WHAT IS EXPECTED: After finding the line with "classes in the init method" in the data below, set down exactly each line through the one with "- default assignment", inclusive, and stop there.
[Start of section]
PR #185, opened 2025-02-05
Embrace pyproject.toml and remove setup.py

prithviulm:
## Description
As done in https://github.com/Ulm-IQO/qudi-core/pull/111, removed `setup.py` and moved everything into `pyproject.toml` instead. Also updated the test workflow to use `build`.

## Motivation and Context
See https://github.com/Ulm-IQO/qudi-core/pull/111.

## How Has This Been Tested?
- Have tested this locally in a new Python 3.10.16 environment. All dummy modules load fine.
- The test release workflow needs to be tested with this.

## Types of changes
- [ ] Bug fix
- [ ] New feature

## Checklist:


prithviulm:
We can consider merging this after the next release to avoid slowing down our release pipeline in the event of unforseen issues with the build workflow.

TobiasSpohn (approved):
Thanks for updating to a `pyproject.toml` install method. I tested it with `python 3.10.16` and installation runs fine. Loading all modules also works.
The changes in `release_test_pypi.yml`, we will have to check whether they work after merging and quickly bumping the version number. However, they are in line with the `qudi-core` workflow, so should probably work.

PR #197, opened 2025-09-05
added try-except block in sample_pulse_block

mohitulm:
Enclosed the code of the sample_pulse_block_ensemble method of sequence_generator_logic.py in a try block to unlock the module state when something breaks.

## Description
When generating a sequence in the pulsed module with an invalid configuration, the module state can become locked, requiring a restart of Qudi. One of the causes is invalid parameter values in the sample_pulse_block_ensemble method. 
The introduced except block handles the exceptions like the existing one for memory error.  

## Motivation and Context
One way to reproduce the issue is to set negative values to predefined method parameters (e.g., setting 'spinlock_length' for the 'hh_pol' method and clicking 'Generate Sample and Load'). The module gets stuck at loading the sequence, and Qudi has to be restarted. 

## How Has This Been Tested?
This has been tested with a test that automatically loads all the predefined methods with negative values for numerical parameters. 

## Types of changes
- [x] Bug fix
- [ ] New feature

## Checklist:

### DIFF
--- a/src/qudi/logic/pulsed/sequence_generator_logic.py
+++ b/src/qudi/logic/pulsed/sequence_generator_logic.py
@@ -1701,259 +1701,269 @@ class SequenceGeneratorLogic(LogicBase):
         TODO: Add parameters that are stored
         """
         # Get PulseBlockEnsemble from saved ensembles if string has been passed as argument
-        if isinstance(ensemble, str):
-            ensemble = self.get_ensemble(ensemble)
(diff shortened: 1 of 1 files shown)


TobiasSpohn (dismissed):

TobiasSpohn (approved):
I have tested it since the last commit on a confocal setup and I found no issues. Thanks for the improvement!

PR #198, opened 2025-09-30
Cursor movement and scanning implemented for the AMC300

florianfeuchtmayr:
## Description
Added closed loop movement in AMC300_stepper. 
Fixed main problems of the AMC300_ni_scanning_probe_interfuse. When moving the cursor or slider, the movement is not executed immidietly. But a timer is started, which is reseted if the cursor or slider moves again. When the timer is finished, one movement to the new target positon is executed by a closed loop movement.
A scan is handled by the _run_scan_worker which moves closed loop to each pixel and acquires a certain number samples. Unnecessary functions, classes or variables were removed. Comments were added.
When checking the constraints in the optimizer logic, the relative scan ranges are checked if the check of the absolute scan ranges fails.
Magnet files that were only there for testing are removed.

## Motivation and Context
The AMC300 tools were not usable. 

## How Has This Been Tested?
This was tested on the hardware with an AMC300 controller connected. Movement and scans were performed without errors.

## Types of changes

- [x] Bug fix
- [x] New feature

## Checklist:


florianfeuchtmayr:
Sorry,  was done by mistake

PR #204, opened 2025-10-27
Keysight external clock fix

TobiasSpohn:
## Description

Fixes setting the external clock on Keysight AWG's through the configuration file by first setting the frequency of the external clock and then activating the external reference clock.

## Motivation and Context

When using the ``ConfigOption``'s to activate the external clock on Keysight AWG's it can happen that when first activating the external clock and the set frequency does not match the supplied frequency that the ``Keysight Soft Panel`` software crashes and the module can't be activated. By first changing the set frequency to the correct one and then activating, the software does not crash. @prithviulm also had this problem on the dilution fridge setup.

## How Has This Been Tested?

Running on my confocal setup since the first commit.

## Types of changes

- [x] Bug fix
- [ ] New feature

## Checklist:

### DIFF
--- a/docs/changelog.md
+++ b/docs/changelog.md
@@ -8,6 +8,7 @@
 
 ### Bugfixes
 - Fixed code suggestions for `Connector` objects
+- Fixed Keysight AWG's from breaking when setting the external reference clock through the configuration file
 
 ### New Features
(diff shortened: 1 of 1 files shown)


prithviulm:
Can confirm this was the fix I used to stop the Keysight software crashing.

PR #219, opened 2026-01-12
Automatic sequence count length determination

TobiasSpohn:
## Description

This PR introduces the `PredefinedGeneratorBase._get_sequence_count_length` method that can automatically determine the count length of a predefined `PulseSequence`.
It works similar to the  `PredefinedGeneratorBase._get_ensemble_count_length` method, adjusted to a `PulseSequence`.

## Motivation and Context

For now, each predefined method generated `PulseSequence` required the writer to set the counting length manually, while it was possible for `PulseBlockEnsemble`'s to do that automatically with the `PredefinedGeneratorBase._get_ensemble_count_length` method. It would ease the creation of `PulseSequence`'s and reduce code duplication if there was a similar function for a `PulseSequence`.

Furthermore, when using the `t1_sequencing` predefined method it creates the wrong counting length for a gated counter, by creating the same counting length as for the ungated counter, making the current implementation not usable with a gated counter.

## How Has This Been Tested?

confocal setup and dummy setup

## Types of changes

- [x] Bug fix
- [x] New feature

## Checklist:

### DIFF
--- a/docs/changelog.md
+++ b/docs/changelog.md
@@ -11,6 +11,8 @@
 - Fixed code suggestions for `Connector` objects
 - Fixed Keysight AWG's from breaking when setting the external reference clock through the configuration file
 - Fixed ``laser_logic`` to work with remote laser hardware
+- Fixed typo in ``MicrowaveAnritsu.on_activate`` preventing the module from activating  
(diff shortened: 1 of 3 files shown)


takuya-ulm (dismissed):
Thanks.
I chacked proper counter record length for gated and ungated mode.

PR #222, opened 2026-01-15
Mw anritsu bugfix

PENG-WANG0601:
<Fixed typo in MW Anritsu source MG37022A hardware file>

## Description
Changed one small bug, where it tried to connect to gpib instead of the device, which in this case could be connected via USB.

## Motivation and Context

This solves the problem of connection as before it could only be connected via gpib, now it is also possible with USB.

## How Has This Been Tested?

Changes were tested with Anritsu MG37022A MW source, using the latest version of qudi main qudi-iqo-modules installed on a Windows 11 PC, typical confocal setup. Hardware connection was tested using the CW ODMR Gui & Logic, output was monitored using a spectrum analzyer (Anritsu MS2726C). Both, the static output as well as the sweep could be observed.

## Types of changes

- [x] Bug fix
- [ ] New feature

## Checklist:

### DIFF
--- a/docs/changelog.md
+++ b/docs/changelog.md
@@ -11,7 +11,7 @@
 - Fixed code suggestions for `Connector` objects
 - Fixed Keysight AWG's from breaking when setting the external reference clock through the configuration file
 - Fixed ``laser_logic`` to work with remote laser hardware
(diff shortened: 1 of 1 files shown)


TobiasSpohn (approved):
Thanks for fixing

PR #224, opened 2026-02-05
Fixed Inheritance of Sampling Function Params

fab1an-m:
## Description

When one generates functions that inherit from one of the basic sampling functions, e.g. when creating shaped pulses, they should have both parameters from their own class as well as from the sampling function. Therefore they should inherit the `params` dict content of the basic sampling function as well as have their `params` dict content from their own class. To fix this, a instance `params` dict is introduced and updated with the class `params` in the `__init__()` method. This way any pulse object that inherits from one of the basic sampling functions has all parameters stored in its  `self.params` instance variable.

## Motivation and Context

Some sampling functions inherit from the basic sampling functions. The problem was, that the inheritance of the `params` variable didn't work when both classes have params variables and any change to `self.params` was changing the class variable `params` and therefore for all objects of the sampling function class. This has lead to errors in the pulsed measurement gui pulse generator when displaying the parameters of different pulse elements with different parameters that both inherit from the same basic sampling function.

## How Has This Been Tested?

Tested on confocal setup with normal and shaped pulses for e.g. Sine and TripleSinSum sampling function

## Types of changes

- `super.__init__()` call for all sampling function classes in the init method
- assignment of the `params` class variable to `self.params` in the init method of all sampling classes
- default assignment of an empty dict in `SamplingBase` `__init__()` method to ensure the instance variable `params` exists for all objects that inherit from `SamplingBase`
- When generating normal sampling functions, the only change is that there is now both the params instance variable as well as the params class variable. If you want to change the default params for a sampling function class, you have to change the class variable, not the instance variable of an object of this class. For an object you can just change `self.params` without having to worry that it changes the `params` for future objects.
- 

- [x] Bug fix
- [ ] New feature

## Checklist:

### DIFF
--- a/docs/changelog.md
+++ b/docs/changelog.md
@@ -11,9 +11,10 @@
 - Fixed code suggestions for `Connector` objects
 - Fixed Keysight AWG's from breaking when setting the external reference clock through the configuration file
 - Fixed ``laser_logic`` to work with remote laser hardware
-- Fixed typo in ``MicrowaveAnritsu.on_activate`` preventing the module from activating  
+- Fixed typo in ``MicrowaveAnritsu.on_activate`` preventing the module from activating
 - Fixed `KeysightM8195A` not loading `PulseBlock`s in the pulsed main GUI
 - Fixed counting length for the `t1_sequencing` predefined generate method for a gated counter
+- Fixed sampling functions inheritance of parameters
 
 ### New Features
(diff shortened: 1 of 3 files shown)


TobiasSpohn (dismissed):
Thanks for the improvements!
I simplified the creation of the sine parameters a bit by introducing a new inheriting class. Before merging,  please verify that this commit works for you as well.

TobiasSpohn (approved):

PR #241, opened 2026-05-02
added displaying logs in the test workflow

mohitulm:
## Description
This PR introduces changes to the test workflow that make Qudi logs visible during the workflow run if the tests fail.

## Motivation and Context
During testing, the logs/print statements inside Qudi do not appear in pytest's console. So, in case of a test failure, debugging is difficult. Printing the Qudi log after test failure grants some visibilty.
[End of section]
OUTPUT OF THE EXERCISE:
- `super.__init__()` call for all sampling function classes in the init method
- assignment of the `params` class variable to `self.params` in the init method of all sampling classes
- default assignment of an empty dict in `SamplingBase` `__init__()` method to ensure the instance variable `params` exists for all objects that inherit from `SamplingBase`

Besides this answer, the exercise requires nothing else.